The most effective way to do this would be to get farmers on board. Agriculture generates a fifth of Brazil's GDP and roughly half its exports. But whereas multinationals such as jbs, the world's largest meat producer, and Cargill, a food-trader, have joined the Concertação, Amazonian farmers are noticeably absent. They are sick of being blamed for deforestation, and of unmet promises of cash for conservation. They think environmentalists' demand for "zero deforestation" is unreasonable. (Brazil's forest code permits farmers in the Amazon to clear trees from 20% of their land.) "Whoever wants to help Brazil should start by respecting the law, including the right to deforest," says Caio Penido, a beef lobbyist.

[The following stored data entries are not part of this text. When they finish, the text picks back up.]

PR #1634, opened 2026-02-12
Fix #1633: avoid loop-name collisions in Matchless loop lowering

### LINKED ISSUE #1633: 0.0.31: internal 'invalid cast to Fn' in lib eval + lib test can exit without showing failing assertion (minimal ReproMin8)
### Summary
`bosatsu` 0.0.31 can fail with an internal runtime exception during `lib eval`, and `lib test` can exit with code 1 without showing any failing assertion output.

This repro is minimized to a small module (`ReproMin8`) and does not depend on the larger JSON parser.

### Environment
- `bosatsu version`: `0.0.31`
- OS: macOS 26.3 (`Darwin 25.3.0`, arm64)

### Minimal repro file
Create `src/MyLib/ReproMin8.bosatsu`:

```bosatsu
package MyLib/ReproMin8

export ParseStep, main

def drop_ws(s: String) -> String:
  recur s:
    case " ${tail}":
      drop_ws(tail)
    case "\n${tail}":
      drop_ws(tail)
    case "\t${tail}":
      drop_ws(tail)
    case "\r${tail}":
      drop_ws(tail)
    case _:
      s

enum ParseStep:
  ParseDone(result: Option[String])

def parse_value(input: String) -> ParseStep:
  rest = drop_ws(input)
  match rest:
    case "null${_}":
      ParseDone(Some("ok"))
    case "\"${_}":
      ParseDone(None)
    case _:
      ParseDone(None)

tests = TestSuite("ReproMin8 tests", [
  Assertion(parse_value("null") matches ParseDone(Some("ok")), "no ws"),
  Assertion(parse_value(" null") matches ParseDone(Some("ok")), "leading ws"),
])

main = parse_value(" null")
```

### Repro 1: `lib eval` internal exception
Run:

```bash
./bosatsu lib eval --main MyLib/ReproMin8::main
```

Actual:

```text
java.lang.RuntimeException: invalid cast to Fn: SumValue(0, ProductValue())
  at dev.bosatsu.Value.asFn(Value.scala:19)
  ...
```

Expected:
- No internal exception.
- Should evaluate to `ParseDone(Some("ok"))`.

### Repro 2: `lib test` exits 1 with truncated output
In this workspace I also had another repro module (`JsonBugRepro`). To isolate `ReproMin8`, I temporarily moved that file out and ran tests:

```bash
mv src/MyLib/JsonBugRepro.bosatsu /tmp/JsonBugRepro.bosatsu
./bosatsu lib test
rc=$?
mv /tmp/JsonBugRepro.bosatsu src/MyLib/JsonBugRepro.bosatsu
echo "$rc"
```

Actual:
- `lib test` exits with code `1`.
- Output stops after listing passing suites from other packages, and does not show the failing assertion or stack trace for `ReproMin8`.

Expected:
- Failing assertion details should be shown (at minimum test name/message and package).
- If there is an internal exception, it should still be surfaced clearly in test output.

### Notes
This seems tied to the combination of:
- recursive string-pattern whitespace trimming in `drop_ws`,
- `rest = drop_ws(input)` followed by string-pattern matching including `case "\"${_}"`,
- wrapping the result in a custom enum (`ParseStep`).

If I remove the `case "\"${_}"` branch, the eval crash disappears in this minimized repro.

johnynek:
## Summary
- add a focused `Issue1633` regression test in core and a reproducer in `test_workspace`
- exercise the reproducer in `testc` and `test_python.sh`
- fix `TypedExpr.Loop` lowering in `Matchless` by avoiding names visible in the current `LambdaState` when choosing the synthetic loop function name
- add `LambdaState.names` as the single source for visible bindable names (`slots.keySet ++ name.iterator`)

## Root Cause
A synthetic loop function name could collide with an existing lambda slot/name mapping. When that happened, recur lowering could resolve to the captured slot instead of the loop self function, leading to an invalid apply path (ClassCastException/crash depending on backend).

## Validation
- `sbt 'cli/test' 'coreJVM/test'`
- `sbt 'coreJVM/testOnly dev.bosatsu.Issue1633Test'`
- `./test_python.sh`
- `./testc`

## Additional Scan
I scanned `Expr.nameIterator` usage and adjacent local-name allocators in `Matchless`, `TypedExprNormalization`, and `TypedExpr` for similar ambient-scope collision gaps. I did not find another high-confidence collision site in current lowering paths.

Closes #1633

### DIFF
--- a/core/src/main/scala/dev/bosatsu/Matchless.scala
+++ b/core/src/main/scala/dev/bosatsu/Matchless.scala
@@ -1839,7 +1839,7 @@ object Matchless {
           val avoid: Set[Bindable] =
             TypedExpr.allVarsSet(body :: args.toList.map(_._2)) ++
               slots.names
-          val loopName = dev.bosatsu.Expr.nameIterator().filterNot(avoid).next()
+          val loopName = freshSyntheticNames("loop", 1, avoid).head
           val loopArgs = args.map { case (n, arg) =>
             (n, arg.getType)
           }


core/src/main/scala/dev/bosatsu/Matchless.scala
```diff
@@ -1834,7 +1836,9 @@ object Matchless {
           (loop(fn, slots.unname), as.traverse(loop(_, slots.unname)))
             .mapN(applyArgs(_, _))
         case TypedExpr.Loop(args, body, _) =>
-          val avoid = TypedExpr.allVarsSet(body :: args.toList.map(_._2))
+          val avoid: Set[Bindable] =
+            TypedExpr.allVarsSet(body :: args.toList.map(_._2)) ++
+              slots.names
           val loopName = dev.bosatsu.Expr.nameIterator().filterNot(avoid).next()
```
johnynek: This should use the freshSynthetic name function.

The biggest challenge for a us-sponsored Amazon deal would be enforcement. Norway and Germany froze their donations to the Amazon Fund in 2019 after losing faith in Mr Bolsonaro. He and Mr Biden are likely to disagree about how a new fund should be spent. The Biden administration will expect progress on reducing deforestation. But Mr Bolsonaro is reluctant to crack down on illegal logging, mining and cattle-ranching; the people who do these things are often his supporters.
Mr Biden appears more worried about climate change than his predecessors were. Mr Kerry is the first climate tsar to sit on the national security council. Even so, should Brazil fail to meet its targets, Mr Biden has few diplomatic sticks with which to whack Mr Bolsonaro. He will be wary of isolating such a big ally as Brazil. Bilateral trade is $100 bn a year; military cooperation is growing. Sanctions, if imposed, might not work. The biggest buyer of Brazilian beef and soyabeans, both of which are sometimes raised on deforested land, is not the United States but China.
If Mr Bolsonaro proves intransigent, the Biden administration could work with states in the Amazon instead. The government of Mato Grosso has tried to reduce tree loss by encouraging farmers to join an environmental registry. It is also experimenting with paying farmers to clear less than 20% of their land. But bureaucracy and distrust among farmers have meant that the state has only processed permits for roughly 8% of its farmland. Creating a sustainable economy for the Amazon will take more than paying farmers not to destroy the forest, says Denis Minev of Bemol, the region's largest department store. He wants American cash to support research into how Brazil can make money from the Amazon's biodiversity.
In April Mr Biden will host the Earth Day summit to persuade world leaders to strengthen their green commitments in the lead-up to the un summit in November. Mr Bolsonaro says he will attend. The Wilson Centre, an American think-tank with ties to Brazil, has started bringing the wonks from each country together. Mr Kerry is aware of their proposals, says a diplomat. The real test will come once they reach Mr Bolsonaro.